PR #568, opened 2021-04-06
Gather support and vectorisation fixes for LLVM code generation

georgemitenkov:
This PR fixes vector code generation, particularly now:

- The pointer to the element in the array inside instance struct
id bitcasted to vector *after* the GEP instruction.
- Local variables in the loop are vectorised, and the array
indexing can now be performed with a vector of indices.
- Gather instruction support has been added.

The tests for IR and vectorised code execution are created
accordingly.

- [x] TODO: add IR tests for gather instruction

### DIFF
--- a/test/unit/codegen/codegen_llvm_ir.cpp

***

Exercise goal
Beginning at the line with "- The pointer" and ending at the last line of the entries, print every line exactly.

Answer below
- The pointer to the element in the array inside instance struct
id bitcasted to vector *after* the GEP instruction.
- Local variables in the loop are vectorised, and the array
indexing can now be performed with a vector of indices.
- Gather instruction support has been added.

The tests for IR and vectorised code execution are created
accordingly.

- [x] TODO: add IR tests for gather instruction

### DIFF
--- a/test/unit/codegen/codegen_llvm_ir.cpp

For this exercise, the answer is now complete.